Takayasu Sakurai received the Ph.D. degree in EE from the University of Tokyo in 1981. In 1981 he joined Toshiba Corporation, where he designed CMOS DRAM, SRAM, RISC processors, DSPs, and SoC Solutions. He has worked extensively on interconnect delay and capacitance modeling known as Sakurai model and alpha power-law MOS model. From 1988 through 1990, he was a visiting researcher at the University of California Berkeley, where he conducted research in the field of VLSI CAD. From 1996, he has been a professor at the University of Tokyo, working on low-power high-speed VLSI, memory design, interconnects, ubiquitous electronics, organic IC’s and large-area electronics. He has published more than 400 technical publications including 100 invited presentations and several books and filed more than 200 patents. He served as a conference chair for the Symp. on VLSI Circuits, and ICICDT, a vice chair for ASPDAC, a TPC chair for the first A-SSCC, and VLSI symp. and a program committee member for ISSCC, CICC, A-SSCC, DAC, ESSCIRC, ICCAD, ISLLED, and other international conferences. He will be an executive committee chair for VLSI Sympiosa and a steering committee chair for A-SSCC from 2010. He is a recipient of 2010 IEEE Donald O. Pederson Award in Solid-State Circuits, 2009 achievement award of IEICE, 2005 IEEE ICICDT award, 2004 IEEE Takuo Sugano award and 2005 P&I patent of the year award and four product awards. He gave keynote speech at more than 50 conferences including ISSCC, ESSCIRC and ISLLED. He was an elected AdCom member for the IEEE Solid-State Circuits Society and an IEEE CAS and SSCS distinguished lecturer. He is a STARC Fellow and an IEEE Fellow.

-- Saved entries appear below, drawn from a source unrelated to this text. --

PR #254, opened 2026-05-28
feat(portal): sub-portals CRUD and code review fixes (task 6)

adriannoes:
- Ships [Task 6.0](https://github.com/gbrlcustodio/pipefy-mcp-server/issues/211) sub-portal capabilities: SDK methods on Interfaces + internal_api, six MCP tools, six CLI `portal sub-portal` subcommands, parity rows (148 tools), and docs.
- Addresses code review findings (F1–F6) on the unhappy path: `PERMISSION_DENIED` from internal_api now surfaces as `PortalPermissionError` in the SDK and actionable MCP guidance (`create_portal` / `manage_portals`) instead of raw `ValueError` text with `correlation_id`.
- Adds regression tests for the realistic internal_api `ValueError` path, integration skip hygiene, and parametrized invalid-ID coverage (MCP + CLI).

## Code review fixes (this PR slice)

| Finding | Change |
|---------|--------|
| F1 | `unpublish_sub_portal` SDK docstrings distinguish unpublish vs detach vs delete |
| F2 | `_execute_internal_api_query_with_portal_errors` on four internal_api sub-portal methods |
| F3 | `map_portal_error_to_message` extracts `[code=…]` from any exception; strips diagnostic markers |
| F4 | MCP tool tests mock `ValueError` with `[code=PERMISSION_DENIED]` |
| F5 | Parametrized invalid-ID tests (MCP + CLI) |
| F6 | Integration test catches `(TransportQueryError, ValueError)` on publish/unpublish skip |


gbrlcustodio:
**issue (blocking):** `PortalService._internal_api_client` is never wired up, so 5 of the 6 new sub-portal tools fail at runtime.

`PipefyClient.__init__` constructs `PortalService(settings=settings, auth=auth)` at `packages/sdk/src/pipefy_sdk/client.py:123` (no `internal_api_client` kwarg → defaults to `None`). The setter at `client.py:143-149` only stores `self._internal_api_client = client`; nothing forwards it into `_portal_service`.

Makoto Takamiya received the B.S., M.S., and Ph.D. degrees in electronic engineering from the University of Tokyo, Japan, in 1995, 1997, and 2000, respectively. In 2000, he joined NEC Corporation, Japan, where he was engaged in the circuit design of high speed digital LSIs. In 2005, he joined University of Tokyo, Japan, where he is an associate professor of VLSI Design and Education Center. His research interests include the circuit design of the low-power RF circuits, the ultra low-voltage digital circuits, and the large area electronics with organic transistors. He is a member of the technical program committee for IEEE Symposium on VLSI Circuits and IEEE Custom Integrated Circuits Conference (CICC).